## EXERCISE BRIEF
Print all the records exactly, please.

Saved entries:
◇ ◇ ◇ ◇ ◇

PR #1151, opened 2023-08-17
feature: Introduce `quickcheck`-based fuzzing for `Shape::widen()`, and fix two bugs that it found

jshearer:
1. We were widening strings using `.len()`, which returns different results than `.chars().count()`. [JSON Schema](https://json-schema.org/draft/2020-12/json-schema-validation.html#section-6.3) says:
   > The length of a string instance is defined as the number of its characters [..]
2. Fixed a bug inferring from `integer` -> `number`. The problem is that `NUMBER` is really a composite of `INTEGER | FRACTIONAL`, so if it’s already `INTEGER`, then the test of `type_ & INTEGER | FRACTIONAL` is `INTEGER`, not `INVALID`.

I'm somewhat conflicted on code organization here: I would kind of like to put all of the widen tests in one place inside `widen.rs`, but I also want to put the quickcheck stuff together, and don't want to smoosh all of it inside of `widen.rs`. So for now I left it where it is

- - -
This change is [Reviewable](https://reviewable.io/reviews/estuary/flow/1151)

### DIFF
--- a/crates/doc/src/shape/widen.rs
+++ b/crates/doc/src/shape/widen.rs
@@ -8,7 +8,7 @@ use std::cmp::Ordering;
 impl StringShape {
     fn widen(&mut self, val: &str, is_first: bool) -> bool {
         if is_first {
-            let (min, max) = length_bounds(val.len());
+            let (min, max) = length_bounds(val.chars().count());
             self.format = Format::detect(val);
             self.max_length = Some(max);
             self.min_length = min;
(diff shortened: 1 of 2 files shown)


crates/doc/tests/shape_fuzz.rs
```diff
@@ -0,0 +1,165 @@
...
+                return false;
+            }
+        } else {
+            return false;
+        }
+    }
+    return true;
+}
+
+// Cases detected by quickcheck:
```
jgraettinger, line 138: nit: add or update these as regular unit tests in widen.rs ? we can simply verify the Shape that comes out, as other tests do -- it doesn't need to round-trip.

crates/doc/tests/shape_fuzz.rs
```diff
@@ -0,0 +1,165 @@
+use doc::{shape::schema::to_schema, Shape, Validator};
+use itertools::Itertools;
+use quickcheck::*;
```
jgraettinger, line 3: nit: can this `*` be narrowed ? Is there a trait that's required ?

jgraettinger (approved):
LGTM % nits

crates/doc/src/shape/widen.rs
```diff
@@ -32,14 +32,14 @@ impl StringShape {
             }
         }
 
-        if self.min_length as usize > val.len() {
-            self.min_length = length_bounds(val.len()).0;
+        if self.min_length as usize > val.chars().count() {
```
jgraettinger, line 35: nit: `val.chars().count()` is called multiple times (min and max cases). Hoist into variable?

◇ ◇ ◇ ◇ ◇

## FINISHED EXERCISE
PR #1151, opened 2023-08-17
feature: Introduce `quickcheck`-based fuzzing for `Shape::widen()`, and fix two bugs that it found

jshearer:
1. We were widening strings using `.len()`, which returns different results than `.chars().count()`. [JSON Schema](https://json-schema.org/draft/2020-12/json-schema-validation.html#section-6.3) says:
   > The length of a string instance is defined as the number of its characters [..]
2. Fixed a bug inferring from `integer` -> `number`. The problem is that `NUMBER` is really a composite of `INTEGER | FRACTIONAL`, so if it’s already `INTEGER`, then the test of `type_ & INTEGER | FRACTIONAL` is `INTEGER`, not `INVALID`.

I'm somewhat conflicted on code organization here: I would kind of like to put all of the widen tests in one place inside `widen.rs`, but I also want to put the quickcheck stuff together, and don't want to smoosh all of it inside of `widen.rs`. So for now I left it where it is

- - -
This change is [Reviewable](https://reviewable.io/reviews/estuary/flow/1151)

### DIFF
--- a/crates/doc/src/shape/widen.rs
+++ b/crates/doc/src/shape/widen.rs
@@ -8,7 +8,7 @@ use std::cmp::Ordering;
 impl StringShape {
     fn widen(&mut self, val: &str, is_first: bool) -> bool {
         if is_first {
-            let (min, max) = length_bounds(val.len());
+            let (min, max) = length_bounds(val.chars().count());
             self.format = Format::detect(val);
             self.max_length = Some(max);
             self.min_length = min;
(diff shortened: 1 of 2 files shown)


crates/doc/tests/shape_fuzz.rs
```diff
@@ -0,0 +1,165 @@
...
+                return false;
+            }
+        } else {
+            return false;
+        }
+    }
+    return true;
+}
+
+// Cases detected by quickcheck:
```
jgraettinger, line 138: nit: add or update these as regular unit tests in widen.rs ? we can simply verify the Shape that comes out, as other tests do -- it doesn't need to round-trip.

crates/doc/tests/shape_fuzz.rs
```diff
@@ -0,0 +1,165 @@
+use doc::{shape::schema::to_schema, Shape, Validator};
+use itertools::Itertools;
+use quickcheck::*;
```
jgraettinger, line 3: nit: can this `*` be narrowed ? Is there a trait that's required ?

jgraettinger (approved):
LGTM % nits

crates/doc/src/shape/widen.rs
```diff
@@ -32,14 +32,14 @@ impl StringShape {
             }
         }
 
-        if self.min_length as usize > val.len() {
-            self.min_length = length_bounds(val.len()).0;
+        if self.min_length as usize > val.chars().count() {
```
jgraettinger, line 35: nit: `val.chars().count()` is called multiple times (min and max cases). Hoist into variable?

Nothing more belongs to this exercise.